From the beginning, he realized that CARB and other members of the California environmental movement wanted to implement dramatic solutions to combat climate change, while anticipating resistance from working-class voters.

“Arguments about climate change don't really motivate” those communities, he reasoned, “but pollution in your community? “It absolutely is.”

Hector De La Torre

Héctor De La Torre is photographed at South Gate. He is the second-longest serving member of the California Air Resources Board, the agency charged with regulating emissions.

(Ringo Chiu / For The Times)

During his tenure, CARB has particularly focused on reducing air quality emissions, an emphasis that De La Torre believes saves lives. He pulled out his smartphone to show me a 2012 map from that year's Multiple Exposure to Air Toxics Study (MATES), a survey conducted every five years by the South Coast Air Quality Management District. He tracks where air pollution is most intense in Southern California, and the map features dark purple stripes surrounding the 710 Freeway, which runs through southeast Los Angeles.

This was where the carcinogenic effects of air pollution were worst, driven primarily by diesel emissions, which account for 8% of Southern California's total emissions but contribute more than 70% of cancer-causing particles. .

De La Torre then showed me the same map, this time from the 2021 MATES study. The dark purple stripes had almost completely disappeared.

Southeast Los Angeles on the map “is still fuchsia,” he said. “But [carcinogenic emissions have] fell demonstrably. What happened during that time? Our regulations have happened in that time. That is the only difference. People live in the same place. The same highways, the same factories, everything the same. That’s why I talk about ending diesel with CARB all the time.”

Less cancer is wonderful and all, I said, but I don't live near the highway. Why should I adopt regulations that affect the type of car I drive?

He laughed and admitted that car culture has a stranglehold on California. He doesn't drive an electric vehicle himself, because no current model can fit his 6-foot-5 frame. “But the market is getting to that point. More than 25% of new car sales in California were zero-emission last year [quarter]. That's not us. That is not our mandate. It is the consumers who make the decision.”

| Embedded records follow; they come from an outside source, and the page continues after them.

PR #2992, opened 2022-03-05
Refactor CheatsheetMenuViewModel and cheatsheet data fetching

### LINKED ISSUE #2971: Optimize Cheatsheet Model Logic
Opening the cheatsheet once creates multiple `CheatsheetMenuViewModel`, and they seem to never get de-initialized.
Ideally we should only need at most one per tab (or maybe only one globally shared amongst all tabs)

This ties back to a conversation we had before about cleaning up cheatsheet fetching logic and removing them from `Tab` class @darinwf

EdwardJTL:
- Remove cheatsheet code from `Tab` class
- Relocate loading logic to `CheatsheetMenuViewModel`

Details on implementation:
- each `Tab` now holds a lazily created menu view model property, which is reused to present the cheatsheet
- this prevents us from creating multiple objects each time we open the sheet, which is something I observed prior to this change
- we still refresh the content each time the sheet is opened. we can choose to disable this and only load on first open
- `CheatsheetMenuViewModel` only has one published property now

Future work:
- This paves the way to using only one view model in the entire app life cycle. This is not done right now because it would involve handling switching query source mid request.

### How was this tested?
- [ ] I tested this manually
- [ ] I added automated tests

### Manual test cases
I opened cheatsheets on tabs and verified they work. Also checked memory graph to make sure there is a correct number of them.

## Issues addressed
closes #2971


Client/Frontend/Overlay/Content/Cheatsheet/CheatsheetMenuViewModel.swift
```diff
@@ -47,76 +82,139 @@ public class CheatsheetMenuViewModel: ObservableObject {
...
-        .store(in: &subscriptions)
+    // MARK: - Load Methods
+    func reload() {
+        fetchCheatsheetInfo()
+    }
 
-        tabManager.selectedTab?.$cheatsheetData.assign(to: \.cheatsheetInfo, on: self).store(
-            in: &subscriptions)
+    func fetchCheatsheetInfo() {
+        guard !cheatsheetDataLoading else { return }
```
EdwardJTL, line 98: this logic is new

Client/Frontend/Overlay/Content/Cheatsheet/CheatsheetMenuViewModel.swift
```diff
@@ -47,76 +82,139 @@ public class CheatsheetMenuViewModel: ObservableObject {
...
+        setupCheatsheetLoaderLogger()
 
-        tabManager.selectedTab?.$url.assign(to: \.currentPageURL, on: self).store(
-            in: &subscriptions)
+        clearCheatsheetData()
 
-        tabManager.selectedTab?.$cheatsheetDataError
-            .assign(to: \.cheatsheetDataError, on: self)
-            .store(in: &subscriptions)
+        currentPageURL = tab?.webView?.url
```
EdwardJTL, line 104: we now only update the url when we start a loading request, instead of sinking on the value repeatedly

Client/Frontend/Overlay/Content/Cheatsheet/CheatsheetMenuViewModel.swift
```diff
@@ -47,76 +82,139 @@ public class CheatsheetMenuViewModel: ObservableObject {
...
-            if let recipe = cheatsheetInfo.recipe {
-                // recipeView
-                if let ingredients = recipe.ingredients,
-                    let instructions = recipe.instructions,
-                    ingredients.count > 0,
-                    instructions.count > 0
+        CheatsheetQueryController.getCheatsheetInfo(url: url.absoluteString) { [self] result in
+            switch result {
+            case .success(let cheatsheetInfo):
+                self.cheatsheetInfo = cheatsheetInfo.first
```
EdwardJTL, line 118: using `.first` instead of `[0]`

Client/Frontend/Overlay/Content/Cheatsheet/CheatsheetOverlayContent.swift
```diff
@@ -14,7 +14,7 @@ struct CheatsheetOverlayContent: View {
 
     init(menuAction: @escaping (NeevaMenuAction) -> Void, tabManager: TabManager) {
         self.menuAction = menuAction
-        self.model = CheatsheetMenuViewModel(tabManager: tabManager)
+        self.model = tabManager.selectedTab?.cheatsheetModel ?? CheatsheetMenuViewModel(tab: nil)
```
EdwardJTL, line 17: if `selectedTab` is `nil`, then we will have a cheatsheet that always shows no data. The behaviour shouldn't be any different though; in the old code, the constructor puts subscriptions on the selectedTab's published properties, which would be nil if the tab is nil anyways.

EdwardJTL (commented):
Here are all the changes in the logic

Client/Frontend/Browser/Tabs/Tab.swift
```diff
@@ -97,13 +97,9 @@ class Tab: NSObject, ObservableObject {
...
     // MARK: - Cheatsheet Properties
     /// Cheatsheet info for current url
-    @Published private(set) var cheatsheetData: CheatsheetQueryController.CheatsheetInfo?
-    @Published private(set) var searchRichResults: [SearchController.RichResult]?
-    @Published private(set) var cheatsheetDataLoading: Bool = false
-    @Published private(set) var cheatsheetDataError: Error?
-    @Published private(set) var searchRichResultsError: Error?
-    @Published private(set) var currentCheatsheetQuery: String?
-    private var cheatsheetLoggerSubscription: AnyCancellable?
+    lazy private(set) var cheatsheetModel: CheatsheetMenuViewModel = {
```
darinwf, line 100: Note: Eventually it would be ideal for Tab to not depend on anything cheatsheet related including this.

darinwf (approved):
Thanks for cleaning up the code!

I responded that clean air regulations enacted in 2008 at the ports of Long Beach and Los Angeles cost my father his job as an independent trucker because he didn't have the money to modify his old rig and was too old to justify a loan. to buy a new one.

“Now we are strongly incentivizing” truck drivers to switch to cleaner vehicles, De La Torre responded. He mentioned CalSTART, a CARB-funded nonprofit that offers rebates for switching to greener engines. “They are oversubscribed every time they open a money fund for truckers. They receive more requests than they have money. “This is what is happening.”

We looked down the street, where an engine had backfired loudly.

“We're not just throwing things away,” he said. “We're not just putting down the hammer. We thought, 'Okay, how do these pieces come together so that we can have this market and everyone can be a part of it?'”

De La Torre was never judgmental during our hour-long talk, and his final response about Luddites like me was perfectly rational, even empathetic.

“It's about habits. We have grown up with these things. And then we thought, 'Oh, that's the only way to go.' But when people tell me how hard it is to charge cars or this or that, I tell them that we've had the convenience of gas stations for less than a hundred years. We act like it's always been this way since the cavemen. No!

“We are just making another transition to another technology and at first it will be a little uncomfortable. But eventually it will be the norm and we will just adapt.”

As if on cue, a Prius passed through a driveway while speeding down an alley. Their driver was a tattooed man with a shaved head.

De La Torre smiled.

“A bit vato He is driving a hybrid. “Well then!”